• [What is required]: Using the records below, copy every line that holds the string "calls".

• [Information provided]:

Issue #2316, opened 2024-02-20
yield_plugin can be faster by not considering objects from past route


MishkaMN:
### Summary

Yield_plugin can get really slow if there are multiple moving objects to check collision. Therefore, the logic should be made faster as much as possible.  
Currently first filter the yield_plugin does is to check whether if the objects will be on the vehicle's route. 
This check doesn't consider the cases where vehicle has passed the number of lanelets in the route. 
Therefore if some vehicle crosses the carma's past route it will still seriously consider it, which can slow. This applies to cases such as in Voices where multiples cars can follow the carma but will never be on its active route.

MishkaMN:
This was resolved on this: https://github.com/usdot-fhwa-stol/carma-platform/pull/2643

PR #2643, opened 2026-05-28
Yield Plugin: CUDA GPU Collision Detection with CPU Fallback

MishkaMN:
# PR Details

## Description
supporting PR: https://github.com/usdot-fhwa-stol/carma-config/pull/481

This PR, on a high-level, replaces the legacy per-object serial/async CPU collision check with a batched CUDA kernel
that processes all ego–obstacle segment pairs in parallel, while preserving the original
`std::async` + `get_collision_time` path as a CPU-only fallback for non-GPU deployments.
TLDR: Black pacifica testing showed that the plugin now generates a trajectory in max 0.02s with much better accuracy compared to 0.07s with CPU only and bad collision location accuracy. GPU one should scale well with more obstacles on the road as well.

Specific updates include:
---

### JMT trajectory generation optimization

- When recreating yield trajectory, the JMT algorithm resamples in every smallest_time_step timestep. However, this can be as small as 0.02s which is too high resolution and gave no accuracy benefit but caused O(1/dt) loop blow-up. Capped at 0.1s.

---

### check_traj_for_digital_min_gap unnecessary trajectory loop

- check_traj_for_digital_min_gap function checks for digiltal_min_gap regulatory element along the trajectory. When doing so, it traversed all trajectory points, get lanelets, get the regems. However, this was proved to be costly operation around 69-90ms, which is almost all the planning period the plugin has.
- Instead, used shortestPath ids directly which is same as trajectory to get regems which is much faster by skipping trajectory points altogether.

---

### On-Route Filter Optimization (both paths old CPU and new GPU methods)

- Replaced `getLaneletsFromPoint` (~163 µs spatial tree query per prediction point) with a shortest path bounding box checks. Bounding boxes are built once when the route is set and reused across all calls.
- The only remaining `getLaneletsFromPoint` call is in `check_traj_for_digital_min_gap`, which uses minimal amount to check the start and end of the lanelets on the shortest path. 
- Measured speedup of the on-route filter: **~163 µs/call → ~4 µs/call**. 
NOTE: During the test, 163 µs was measured at some point which was a large reason this new logic was implemented. However, since then, I am unable to recreate it. It is consistently fast with 4 µs/call. However, by theory, checking bounding boxes from route against a point should be slightly faster than getLaneletsFromPoint because under the hood, getLaneletsFromPoint does that anyways but also traverses R-tree which is unnecessary.
---

### CUDA Kernel — `get_collision_times_concurrently` GPU Path

- Analytically minimizes squared distance over every (ego segment, obstacle segment) pair with
  temporal overlap using a closed-form quadratic solve — exact for piecewise-linear motion, no
  stride-based misses.
- All objects are batched into a single `cuda_check_all_collisions` kernel call. Objects are
  pre-filtered by radius and route bbox before GPU upload to minimize data transfer.
- Targets sm_75/sm_80/sm_86 SASS; sm_89 (RTX 40xx / Ada Lovelace) supported via PTX JIT
  fallback since CUDA 11.7 (what carma-base currently uses) does not natively support sm_89 (CUDA 12.4+ compiles it natively, but correct strategy to support both spectra and sim pc should be discussed).
- End-to-end measured speedup vs. legacy `std::async` + `get_collision_time`: **~200× on RTX 4090**.

| PC | GPU | Architecture | Support |
| ---|---|---|---|
| Spectra PC | RTX 2080 | sm_75 (Turing) | Native SASS ✓ |
| Extra | A100 | sm_80 (Ampere) | Native SASS ✓ |
| Extra | RTX 3080/3090 | sm_86 (Ampere) | Native SASS ✓ |
| Sim PC 1&2 | RTX 4090 | sm_89 (Ada) | PTX JIT from sm_86 ✓ |

---

### CUDA Cold-Start Warmup

The first `cuda_check_all_collisions` call in a fresh process pays a one-time ~150–200 ms CUDA
runtime initialization cost (driver context creation, cubin loading, heap allocator setup). To
avoid this latency hitting the first real collision event during a mission, `on_configure_plugin`
now performs a dummy kernel launch with minimal input at node startup. The startup log confirms it:

```
[INFO] CUDA warmup complete (153 ms) — first call latency paid at startup
```

All subsequent calls take < 1 ms for the actual kernel work.

---

### CPU Fallback

- Preserved as-is: `std::async` + `get_collision_time` per object, now also using the bbox
  on-route filter.
- Despite compiling with CUDA (which is almost always successful because the underlying carma-base has it), at runtime it can fall back to CPU only mode for dev environments or CI/CD cases.

---

### Startup Log

Node logs which collision path is active at configure time:

```
[INFO] YieldPlugin collision detection: GPU path (bbox on-route filter + CUDA kernel)
[INFO] YieldPlugin collision detection: CPU path (bbox on-route filter + std::async get_collision_time)
```

---

### Debug Logging

- Added `[GPU]` / `[CPU]` prefixed `RCLCPP_DEBUG_STREAM` logs at every key decision point:
- Removed excessive debug logs that print trajectory which was causing up to 6s delay at some point and 0.3-0.4s delay frequently
---

### Tests — `test_collision_cuda_benchmark`

Three GTest cases:

| Test | What it verifies |
|---|---|
| `CollisionDetectionAccuracy.BetweenTimestampMiss` | CUDA finds a collision that falls between two consecutive prediction timestamps (old algorithm misses it) |
| `CollisionDetectionAccuracy.StrideSkipMiss` | CUDA finds a collision at an index skipped by the old stride logic |
| `CollisionDetectionBenchmark.WorstCasePerformance` | 100 objects × 50 states: times legacy CPU path vs new GPU path; cross-checks a planted collision (t ≈ 0.7 s) is detected by both |

Example output that investigated what was the bottleneck (suspected function `getLaneletsFromPoint` and later `routeTrackPos` all of which were technically fine). But found that, just adding CUDA improved it by a lot
```
[getLaneletsFromPoint micro-benchmark]
  Per call           : 4.38971 μs
  Predicted overhead : 3.51177 ms  (100 objects × ~8 calls each)

[WorstCasePerformanceBenchmark]
  Ego points     : 100
  Objects        : 100
  Pred states    : 50 per object
  Total seg pairs: 485100
  CPU (legacy)    : 20.9863 ms  (median of 3, std::async + get_collision_time)
  GPU (new path)  : 0.386837 ms  (median of 3, bbox filter + CUDA kernel)
  Speedup gpu/cpu : 54.2509×
  CPU collision   : no
  GPU collision   : no
```

## Related GitHub Issue
NA

## Related Jira Key
https://usdot-carma.atlassian.net/browse/CAR-6147
https://usdot-carma.atlassian.net/browse/CDAD-141

## Motivation and Context
Platform doesn't use GPU at all currently.

## How Has This Been Tested?
- Unit tests and made sure docker builds.
- Tested with actual TFHRC dummy pedestrian in simulation on simpc. And got following improvements:
```
2m means 2m collision distance
1st with CUDA 2m MAX: ExecutionTime Yield: 0.019861
2nd with CUDA 2m MAX: ExecutionTime Yield: 0.013156
3rd with CUDA 2m MAX: ExecutionTime Yield: 0.012081

logic before:
without CUDA 2m MAX: ExecutionTime Yield: 0.035870s
without CUDA 2m MAX: ExecutionTime Yield: 0.020495s
```
Then also did the real life vehicle tests.

- Black Pacifica showed max 0.02s trajectory generation which is pretty fast

### Old collision location (pls ignore the raw ROS msg), the red dot (just approximate locations and inaccurate):
This happens on the cpu case because in order to run fast, the collision detection logic extrapolated every trajectory segments into the future on a straight line to check if they collide, which can result in inaccurate locations albeit fast if objects are relatively moving straight. This helped speed, but created inaccurate collision locations (detecting collision way earlier etc).
image

### New collision location (pls ignore the raw ROS msg), the red dot (correct collision location):
image

## Types of changes

## Checklist

- [X] I have read the CONTRIBUTING document.


MishkaMN:
Tested on black Pacifica. Accuracy improved - which helps NOT to miss any collision intermittently which would have degraded lower control performance vehicles such as Black Pacifica. And runtime is max 0.02s for a collision, which is good because it is well under 0.1s planning period.

MishkaMN:
CI is only failing at the moment because of carma-msgs 2016 to 2024 update, which broke v2x-ros-conversion. yield_plugin still builds and tests pass.

yield_plugin/config/parameters.yaml
```diff
@@ -21,9 +21,10 @@ time_horizon_until_collision_to_commit_to_stop_in_s: 3.0
 # TODO: Further investigation required for the logic calling this parameter.
 consecutive_clearance_count_for_passed_obstacles_threshold: 20
 # Intervehicle distance that is considered a collision
+# From rear axle of the vehicle to the front of the obstacle
 # Unit: m
 # Value type: Desired
-intervehicle_collision_distance_in_m: 6.0
+intervehicle_collision_distance_in_m: 5.0
```
willjohnsonk: Is there context for this change?

yield_plugin/CMakeLists.txt
```diff
@@ -14,7 +14,7 @@
 # the License.
 #
 
-cmake_minimum_required(VERSION 3.8)
+cmake_minimum_required(VERSION 3.18)
```
willjohnsonk, line 17: This is a pretty significant version change, do we know if there are any implications of this? I assume the CUDA dependencies require it and it is probably needed, just not sure if we have any legacy packages that could have issues.

yield_plugin/include/yield_plugin/yield_plugin.hpp
```diff
@@ -314,6 +330,8 @@ class YieldPlugin
   LaneChangeStatusCB lc_status_publisher_;
   std::shared_ptr<carma_ros2_utils::CarmaLifecycleNode> nh_;
   std::set<lanelet::Id> route_llt_ids_;
+  // Store lanelet polygons for precise geometric containment checking instead of just bounding boxes
```
willjohnsonk, line 363: Do we have any other Platform logic that uses the old bounding box method which could benefit from this enhancement?

yield_plugin/src/yield_plugin.cpp
```diff
@@ -529,9 +538,6 @@ namespace yield_plugin
       const double downtrack_at_target_time = polynomial_calc(polynomial_coefficients, target_time);
       double velocity_at_target_time = polynomial_calc_d(polynomial_coefficients, target_time);
 
-      RCLCPP_DEBUG_STREAM(rclcpp::get_logger("yield_plugin"), "Calculated speed velocity_at_target_time: " << velocity_at_target_time
```
willjohnsonk, line 532: Seems like we removed the excess debug streams to help performance but would like @JonSmet or someone to verify that the removed logs aren't valuable.

yield_plugin/src/yield_plugin.cpp
```diff
@@ -871,51 +858,351 @@ namespace yield_plugin
...
-    const std::vector<carma_perception_msgs::msg::ExternalObject>& external_objects, double original_tp_max_speed)
+  static lanelet::BasicPoint2d interp_trajectory_pt_at_time(
+    double t,
+    const std::vector<CudaPoint>& pts,
+    int n,
+    const carma_planning_msgs::msg::TrajectoryPlan& tp)
   {
+    lanelet::BasicPoint2d result(pts[0].x, pts[0].y);
+    for (int i = 0; i < n - 1; ++i) {
+      const double ta = rclcpp::Time(tp.trajectory_points[i].target_time).seconds();
```
willjohnsonk: I think this block could generally use better variable names. I assume these are trajectory A & B but would one of these be the ego? Otherwise a comment may suffice.

yield_plugin/src/yield_plugin.cpp
```diff
@@ -871,51 +858,351 @@ namespace yield_plugin
...
+    int start_idx)
+  {
+    lanelet::BasicPoint2d result(
+      preds.front().predicted_position.position.x,
+      preds.front().predicted_position.position.y);
+    for (int j = start_idx; j < static_cast<int>(preds.size()) - 1; ++j) {
+      const double ta = rclcpp::Time(preds[j].header.stamp).seconds();
+      const double tb = rclcpp::Time(preds[j + 1].header.stamp).seconds();
+      if (ta <= t && t <= tb) {
+        const double s = (tb > ta) ? (t - ta) / (tb - ta) : 0.0;
```
willjohnsonk: Same comment as above re variable naming

yield_plugin/src/yield_plugin_cuda.cu
```diff
@@ -0,0 +1,283 @@
...
+  const float t_lo = fmaxf(t1a, t2a);
+  const float t_hi = fminf(t1b, t2b);
+  if (t_lo >= t_hi) return;
+
+  const float dt1 = t1b - t1a;
+  const float dt2 = t2b - t2a;
+  if (dt1 < 1e-6f || dt2 < 1e-6f) return;
+
+  // Velocities
+  const float vex = (x1b - x1a) / dt1;
```
willjohnsonk: I know this is common shorthand notation in CUDA especially but wondering if it is worth writing out variables for readability. Since it is mostly straightforward math I don't think we have to, just a thought. Other reviewers can add their thoughts

willjohnsonk (changes requested):

yield_plugin/config/parameters.yaml
MishkaMN: This was initially just to prove that CUDA can work with even smaller radius as 6 meter felt big.
However, thinking again, this is good because:
- from ego vehicle's back axle to front bumper is (usually a passenger vehicles like Fusion, Pacifica) 3-4 meters
- detected vehicle's midpoint, which almost always comes from object detection, is like 2-3 meters. 
Therefore, 6 meters is reasonable assuming the worst case scenario which is front bumper to bumper, a head-on collision. So reverting it back with the added comment.

yield_plugin/CMakeLists.txt
MishkaMN: CMAKE_CUDA_ARCHITECTURES was introduced in CMake 3.18.

As a tactical plugin type, no other plugins will be reusing code, so we should be okay. And it was confirmed to work in the docker environment that we use.

yield_plugin/include/yield_plugin/yield_plugin.hpp
MishkaMN: Possibly yeah. If anyone ever reads this convo in the future, I would search for usage of `getLaneletsFromPoint` and see if we can improve it by just searching from the route and their ids instead. However, it should be a different PR and different budget allocation.

yield_plugin/src/yield_plugin_cuda.cu
willjohnsonk: After talking the decision here seems to be keeping the code as-is and adding a readme to the plugin to help clarity.

yield_plugin/src/yield_plugin.cpp
MishkaMN: Yeah these debug logs print for every trajectory points (sometimes even another for loop just to print out the entire trajectory).

I don't know if anyone else ever looked at this code but these were useful during initial coding where trajectory generation needed debugging. But around this time, we used it enough to know it works, so removing these will help not incurring more unexpected latency during debugging. If the user wants to, they can add their specific debug.

yield_plugin/src/yield_plugin.cpp
MishkaMN: added different naming

yield_plugin/src/yield_plugin.cpp
MishkaMN: added different naming

yield_plugin/src/yield_plugin_cuda.cu
MishkaMN: added different naming

yield_plugin/include/yield_plugin/yield_plugin.hpp
```diff
@@ -295,6 +295,22 @@ class YieldPlugin
    */
   std::unordered_map<uint32_t, rclcpp::Time> get_collision_times_concurrently(const carma_planning_msgs::msg::TrajectoryPlan& original_tp, const std::vector<carma_perception_msgs::msg::ExternalObject>& external_objects, double original_tp_max_speed);
 
+private:
+  std::unordered_map<uint32_t, rclcpp::Time> get_collision_times_concurrently_cpu(
```
adev4a, line 313: nit: Can we add a description for these functions as well?

yield_plugin/include/yield_plugin/yield_plugin.hpp
adev4a: Can we add this enhancement to the backlog?

yield_plugin/src/yield_plugin_node.cpp
```diff
@@ -81,6 +83,23 @@ namespace yield_plugin
...
+      const std::vector<yield_plugin::CudaPoint> ego  = {{0.f,0.f,0.f},{1.f,0.f,1.f}};
+      const std::vector<yield_plugin::CudaPoint> obs  = {{1e4f,1e4f,0.f},{1e4f,1e4f,1.f}};
+      cuda_check_all_collisions(ego, obs, {0}, {2}, 2.0f);
+      const double _warm_ms = std::chrono::duration<double, std::milli>(
+        std::chrono::steady_clock::now() - _t0).count();
+      RCLCPP_INFO_STREAM(get_logger(),
+        "CUDA warmup complete (" << _warm_ms << " ms) — first call latency paid at startup");
+    } else {
+      RCLCPP_WARN(get_logger(), "YieldPlugin built with CUDA but no compatible driver found; using CPU collision detection fallback");
+      RCLCPP_WARN(get_logger(), "YieldPlugin collision detection: CPU path (bbox on-route filter + std::async get_collision_time)");
```
adev4a, line 100: nit: This can be INFO as well. Similar to the GPU case.

yield_plugin/README.md
```diff
@@ -0,0 +1,240 @@
...
+                   incoming_mobility_request    ----------+
+```
+
+---
+
+## Two Operating Modes
+
+### 1. Object Avoidance (default)
+
+Triggered whenever cooperative behavior is disabled or the urgency of an active cooperative lanechange request is below `acceptable_urgency`.
```
adev4a: If this is the default behavior can we reword this to being triggered by an object in external objects populated by sensor or v2x? Can we include references to where the cooperative behavior or urgency are set? Is the behavior in these cases a handoff of the planning to different tactical plugins?

yield_plugin/README.md
```diff
@@ -0,0 +1,240 @@
...
+
+**Pipeline:**
+
+1. **Concurrent collision detection** — for every external object in `/external_object_predictions` topic callback, `get_collision_times_concurrently()` is dispatched. There are either CPU or GPU approach. Default is GPU approach, but if there is any CUDA error (GPU driver not accessible etc), it falls back to CPU approach. See "Collision Detection: CPU vs. CUDA" for more.
+
+2. **Earliest collision selection** — the object with the smallest collision timestamp is chosen as the adversary.
```
adev4a: Confusing to read. Can we say the object with the closest time to collision?

yield_plugin/src/yield_plugin_node.cpp
MishkaMN: This should be WARN in my opinion because the intended and better version is the GPU version. If not, one should be notified in a more higher severity.

yield_plugin/include/yield_plugin/yield_plugin.hpp
MishkaMN: Added this improvement: https://usdot-carma.atlassian.net/browse/CAR-6149

yield_plugin/include/yield_plugin/yield_plugin.hpp
MishkaMN: Added

yield_plugin/README.md
MishkaMN: Renamed to that

yield_plugin/README.md
MishkaMN: No this is not a hand-off. I included the clarification in the new longer description. Please take a look at it.

yield_plugin/include/yield_plugin/yield_plugin_cuda.cuh
```diff
@@ -0,0 +1,67 @@
...
+
+namespace yield_plugin
+{
+
+// A single trajectory/prediction sample in flat SoA (structure of array) layout fed to the GPU.
+// Timestamps are normalized (t - reference_t) before upload so float32
+// precision is sufficient for the ~15-second planning horizon.
+struct CudaPoint
+{
+  float x, y;
```
adev4a: nit: I see the intention in keeping position and time separate. But can we add a comment saying something like Position (x,y) in meters for readability

yield_plugin/src/yield_plugin.cpp
```diff
@@ -520,7 +527,9 @@ namespace yield_plugin
     for (size_t i = 0; i < polynomial_coefficients.size(); i++) {
       RCLCPP_DEBUG_STREAM(rclcpp::get_logger("yield_plugin"),"Coefficient " << i << ": " << polynomial_coefficients[i]);
     }
-    const auto smallest_time_step = get_smallest_time_step_of_traj(original_tp);
+    // Cap at 0.1 s: finer steps gave no accuracy benefit but caused O(1/dt) loop blow-up
+    // when upstream planners produced sub-10 ms trajectory timesteps.
+    const double smallest_time_step = std::max(get_smallest_time_step_of_traj(original_tp), 0.1);
```
adev4a, line 532: I think a more complete check would be checking if get_smallest_time_step_of_traj(original_tp) is less than 0.1 before this, looks like it would be invalid if the trajectory is sampled at a lower rate although that should never be case

yield_plugin/src/yield_plugin.cpp
```diff
@@ -633,129 +621,128 @@ namespace yield_plugin
...
-        RCLCPP_DEBUG_STREAM(nh_->get_logger(), "p2b.x: " << p2b.predicted_position.position.x << ", p2b.y: " << p2b.predicted_position.position.y);
+        RCLCPP_DEBUG_STREAM(nh_->get_logger(), "object_seg_start.x: " << object_seg_start.predicted_position.position.x << ", object_seg_start.y: " << object_seg_start.predicted_position.position.y);
+        RCLCPP_DEBUG_STREAM(nh_->get_logger(), "object_seg_end.x: " << object_seg_end.predicted_position.position.x << ", object_seg_end.y: " << object_seg_end.predicted_position.position.y);
 
         // Linearly interpolate positions at a common timestamp for both trajectories
-        double dt = (p2a_t - p1a_t) / (p1b_t - p1a_t);
+        double interp_ratio = (object_seg_start_time - ego_seg_start_time) / (ego_seg_end_time - ego_seg_start_time);
         // if negative extrapolation, skip because car wouldn't go backwards
-        if (dt < 0)
+        if (interp_ratio < 0)
```
adev4a, line 722: Can we add a log print for this case?

yield_plugin/src/yield_plugin.cpp
```diff
@@ -859,63 +846,363 @@ namespace yield_plugin
...
+  }
+
+  std::pair<bool, int> YieldPlugin::find_on_route_in_predictions(
+    const std::vector<carma_perception_msgs::msg::PredictedState>& predictions,
+    int stride, bool zero_speed) const
+  {
+    for (size_t j = 0; j < predictions.size(); j += stride) {
+      const lanelet::BasicPoint2d point(predictions[j].predicted_position.position.x,
+                                        predictions[j].predicted_position.position.y);
+      for (const auto& llt : route_llt_polygons_) {
```
adev4a, line 917: route_llt_polygons_ is currently only updated when a object is detected (in get_earliest_collision_object_and_time), this should instead be updated using latest available route

yield_plugin/src/yield_plugin.cpp
```diff
@@ -859,63 +846,363 @@ namespace yield_plugin
...
+                     interp_ratio * (predictions[j+1].predicted_position.position.y - predictions[j].predicted_position.position.y);
+        break;
+      }
+    }
+    return result;
+  }
+
+  std::pair<bool, int> YieldPlugin::find_on_route_in_predictions(
+    const std::vector<carma_perception_msgs::msg::PredictedState>& predictions,
+    int stride, bool zero_speed) const
```
adev4a: nit: Can we rename variable to object_has_zero_speed

yield_plugin/src/yield_plugin.cpp
```diff
@@ -859,63 +846,363 @@ namespace yield_plugin
...
+  {
+    for (size_t j = 0; j < predictions.size(); j += stride) {
+      const lanelet::BasicPoint2d point(predictions[j].predicted_position.position.x,
+                                        predictions[j].predicted_position.position.y);
+      for (const auto& llt : route_llt_polygons_) {
+        if (boost::geometry::within(point, llt.polygon2d())) {
+          return {true, static_cast<int>(j)};
+        }
+      }
+      if (zero_speed) break;
```
adev4a: Why is zero speed important here? Should ego behavior change for a stationary object?

yield_plugin/src/yield_plugin.cpp
```diff
@@ -859,63 +846,363 @@ namespace yield_plugin
...
+      std::packaged_task<std::optional<rclcpp::Time>()> task(
+        [this, &original_tp, &object, &original_tp_max_speed] {
           return get_collision_time(original_tp, object, original_tp_max_speed);
         });
+      futures[object.id] = task.get_future();
+      threads.emplace_back(std::move(task));
     }
-
-    // Collect results from futures and update collision_times
+    for (auto& t : threads) t.join();
```
adev4a, line 956: It wont let me add a comment on the line below, but do we need this loop? Can we not add these logs to the get_collision_time function?

yield_plugin/src/yield_plugin.cpp
```diff
@@ -859,63 +846,363 @@ namespace yield_plugin
...
     }
 
-    // save route Ids for faster access
+    // save route lanelets for precise on-route checks using polygon containment
+    route_llt_polygons_.clear();
     for (const auto& llt: wm_->getRoute()->shortestPath())
     {
       // TODO: Enhancement https://github.com/usdot-fhwa-stol/carma-platform/issues/2316
       route_llt_ids_.insert(llt.id());
+      route_llt_polygons_.push_back(llt);
```
adev4a: Can we create a route event subscriber for this update instead?

adev4a:
Does this PR close https://github.com/usdot-fhwa-stol/carma-platform/issues/2316 ?

yield_plugin/include/yield_plugin/yield_plugin_cuda.cuh
MishkaMN: Added the comments

yield_plugin/src/yield_plugin.cpp
MishkaMN: if the trajectory is sampled at a lower rate (meaning if the dt is more than 0.1s), we would keep that rate. 
This is the intention of the logic because if it was valid for the upstream tactical_pluginm it should be valid here still.

Pls, lmk if I understood the comment correctly

yield_plugin/src/yield_plugin.cpp
MishkaMN: Added

yield_plugin/src/yield_plugin.cpp
MishkaMN: Good catch. I incorporated it for now using the setRouteCallback. 
If there are many other nodes that use this, it could be part of the world model itself, but probably it is actually few.

yield_plugin/src/yield_plugin.cpp
MishkaMN: renamed

yield_plugin/src/yield_plugin.cpp
MishkaMN: it is just an early exit strategy. If the object has a zero speed, all the remaining predicted points will also be the same, so just break early

MishkaMN:
> Does this PR close #2316 ?

Yes actually! Closed it

yield_plugin/src/yield_plugin.cpp
MishkaMN: you are right. it is an extra loop. removed and printed to the cpu function themselves

yield_plugin/src/yield_plugin.cpp
MishkaMN: added

yield_plugin/config/parameters.yaml
```diff
@@ -21,6 +21,9 @@ time_horizon_until_collision_to_commit_to_stop_in_s: 3.0
 # TODO: Further investigation required for the logic calling this parameter.
 consecutive_clearance_count_for_passed_obstacles_threshold: 20
 # Intervehicle distance that is considered a collision
+# Measured from the rear axle of the ego vehicle to the front of the obstacle
+# A typical passenger vehicle is about 3 meters long, so the worst-case
+# distance from the ego rear axle to the front of an oncoming vehicle is around 6 meters
```
JonSmet: I'm a little confused by this statement: "A typical passenger vehicle is about 3 meters long, so the worst-case distance from the ego rear axle to the front of an oncoming vehicle is around 6 meters" Can you elaborate on this?

If we use 6 meters here, then at that threshold the oncoming vehicle's front bumper will be 3 meters away from the front bumper of the ego vehicle (assuming vehicle lengths of 6 meters).

yield_plugin/README.md
```diff
@@ -0,0 +1,243 @@
+# Yield Plugin
+
+A CARMA Platform tactical plugin that modifies an existing trajectory to safely yield to obstacles and cooperating vehicles. It operates as a ROS 2 lifecycle node (`YieldPluginNode`) wrapping the worker class (`YieldPlugin`).
+
+---
+
+## Role in the Stack
+
+The yield plugin sits downstream of tactical plugins (e.g., inlane_cruising, cooperative_lanechange). It receives a *fully formed* trajectory from the planner and either passes it through unchanged or replaces the timestamps to slow/stop the vehicle before a predicted collision.
```
JonSmet: Nit: Can we change "inlane_cruising" to "inlanecruising_plugin" to match its package/directory name?

yield_plugin/README.md
```diff
@@ -0,0 +1,243 @@
...
+                   incoming_mobility_request    ----------+
+```
+
+---
+
+## Two Operating Modes
+
+### 1. Object Avoidance (default)
+
+Runs whenever the ego trajectory needs to be checked against external objects from `/external_object_predictions` (populated from onboard sensors and/or V2X msgs such as SDSM). This is the default path: it is skipped only when `enable_cooperative_behavior` is `true` (see [yield_config.hpp:37](include/yield_plugin/yield_config.hpp#L37)) *and* the urgency of the latest `MobilityRequest` (`clc_urgency_`, set in `mobilityrequest_cb`, see [yield_plugin.cpp:185](src/yield_plugin.cpp#L185)) exceeds `acceptable_urgency` (see [yield_config.hpp:45](include/yield_plugin/yield_config.hpp#L45)).
```
JonSmet: Since a user would set the configuration parameters (i.e., `enable_cooperative_behavior` and `acceptable_urgency`) in config/parameters.yaml, should we link to that file instead of yield_config.hpp?

yield_plugin/test/test_collision_cuda_benchmark.cpp
```diff
@@ -0,0 +1,628 @@
...
+//     t=0.0 → obs(10,10), ego(10, 0)   dist=10 > 2 m  no
+//     t=1.5 → obs(10,20), ego(10,15)   dist= 5 > 2 m  no
+//     t=3.5 → obs(10,30), ego(10,35)   dist= 5 > 2 m  no   → returns nullopt (MISS)
+//
+//   CUDA kernel: segment (obs 1.5→3.5) × (ego 2→3) overlaps [2.0, 3.0].
+//   Minimising dist²(s) gives s*=0.5 s → t=2.5 s → dist=0 → COLLISION DETECTED.
+
+TEST(CollisionDetectionAccuracy, BetweenTimestampMiss)
+{
+  if (!cuda_is_available()) {
```
JonSmet, line 172: [No change requested] I guess CUDA tests won't be checked during CI, so PRs that affect GPU-based collision avoidance will need to manually state the unit test status.

I can also reach out to Sai to see what actual pricing would look like for using GitHub Action runners that have a lower end GPU.

yield_plugin/config/parameters.yaml
MishkaMN: This was a typo. From rear to rear is what I meant

yield_plugin/README.md
MishkaMN: Renamed

yield_plugin/test/test_collision_cuda_benchmark.cpp
MishkaMN: That'd be great! Ty

yield_plugin/README.md
MishkaMN: Moved the reference to the parameter file

willjohnsonk (dismissed):

yield_plugin/src/yield_plugin.cpp
```diff
@@ -1522,4 +1514,21 @@ namespace yield_plugin
...
+    if (!wm_->getRoute())
+    {
+      RCLCPP_WARN(nh_->get_logger(), "update_route_llt_cache called but route is not available");
+      return;
+    }
+    route_llt_ids_.clear();
+    route_llt_polygons_.clear();
+    for (const auto& llt : wm_->getRoute()->shortestPath())
+    {
+      // TODO: Enhancement https://github.com/usdot-fhwa-stol/carma-platform/issues/2316
```
adev4a: The referenced issue here is closed, can we remove this comment?

adev4a (approved):

JonSmet (approved):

• [Task result]:
- Replaced `getLaneletsFromPoint` (~163 µs spatial tree query per prediction point) with a shortest path bounding box checks. Bounding boxes are built once when the route is set and reused across all calls.
All subsequent calls take < 1 ms for the actual kernel work.
  Predicted overhead : 3.51177 ms  (100 objects × ~8 calls each)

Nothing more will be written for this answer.